PR #1926, opened 2023-06-26
Refactor transaction weight

yancyribbens:
Followup from https://github.com/rust-bitcoin/rust-bitcoin/pull/1835.  Call `predict_weight` from `weight` instead of `scaled_size()` https://github.com/rust-bitcoin/rust-bitcoin/pull/1835#issuecomment-1543687210.  I think we could also deprecate `scaled_size()` and `strippedsize()` in a future refactor.

### DIFF
--- a/bitcoin/src/blockdata/transaction.rs
+++ b/bitcoin/src/blockdata/transaction.rs
@@ -851,22 +851,6 @@ impl Transaction {
     #[inline]
     pub fn size(&self) -> usize { self.scaled_size(1) }
 
-    /// Computes the weight and checks that it matches the output of `predict_weight`.
-    #[cfg(test)]
-    fn check_weight(&self) -> Weight {
-        let weight1 = self.weight();
-        let inputs = self.input.iter().map(|txin| {
-            InputWeightPrediction::new(
-                txin.script_sig.len(),
-                txin.witness.iter().map(|elem| elem.len()),
-            )
-        });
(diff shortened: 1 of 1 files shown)


yancyribbens:
Also removed `checked_weight` since seemingly the only purpose was to check that `weight` was the same as `predict_weight` which will now always will be true since `weight` now calls `checked_weight`.

tcharding:
Can you justify these changes in each commit log please. It is hard to review a PR that says "refactor" when the changes look much more invasive that a refactor.

apoelstra:
@tcharding I think this is actually a pure refactor. If you diff both commits at once you can see that it's essentially moving the "manual" `predict_weight`-based weight function out of a test harness and into `weight`.

The result is that `weight` and `predict_weight` both use the same codepaths, so we can be assured that they're in sync. Though it may make `weight` a tiny bit slower, I suppose.

It looks like there are a bunch of unit tests, none of which were changed (other than the removal of the `check_weight` function which just asserted that the old and new code were the same), so I'm reasonably confident that there is no change here.

apoelstra (approved):
ACK f5591d8dee0551830e13d1dfff3cd01d6399053e

tcharding (approved):
ACK f5591d8dee0551830e13d1dfff3cd01d6399053e

tcharding:
Cheers

PR #1927, opened 2023-06-29
update proc-macro to 1.0.56 to 1.0.63

apoelstra:
1.0.56 does not compile on Rust nightly anymore.

### DIFF
--- a/Cargo-minimal.lock
+++ b/Cargo-minimal.lock
@@ -278,9 +278,9 @@ checksum = "237a5ed80e274dbc66f86bd59c1e25edc039660be53194b5fe0a482e0f2612ea"
 
 [[package]]
 name = "proc-macro2"
-version = "1.0.56"
+version = "1.0.63"
 source = "registry+https://github.com/rust-lang/crates.io-index"
-checksum = "2b63bdb0cd06f1f4dedf69b254734f9b45af66e4a031e42a7480257d9898b435"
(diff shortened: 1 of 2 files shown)


tcharding (approved):
Should we consider only using the recent lock file for similar but opposite reasons to why I made MSRV only use minimal one i.e., if does not make a lot of sense to use a nightly toolchain with really old dependencies.

https://github.com/rust-bitcoin/rust-bitcoin/pull/1916/commits/ce21bf2fb219b62008af88b1158ae4bace121016

But ACK c958112824c8cd3362686dc3a0f9aa0381fd182e

apoelstra:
::::
**WORK REQUEST**
Copy the lines above exactly, from the very first through the one containing "-851,22 +851,6 @@", and include no other line.

**EXERCISE SOLUTION**
PR #1926, opened 2023-06-26
Refactor transaction weight

yancyribbens:
Followup from https://github.com/rust-bitcoin/rust-bitcoin/pull/1835.  Call `predict_weight` from `weight` instead of `scaled_size()` https://github.com/rust-bitcoin/rust-bitcoin/pull/1835#issuecomment-1543687210.  I think we could also deprecate `scaled_size()` and `strippedsize()` in a future refactor.

### DIFF
--- a/bitcoin/src/blockdata/transaction.rs
+++ b/bitcoin/src/blockdata/transaction.rs
@@ -851,22 +851,6 @@ impl Transaction {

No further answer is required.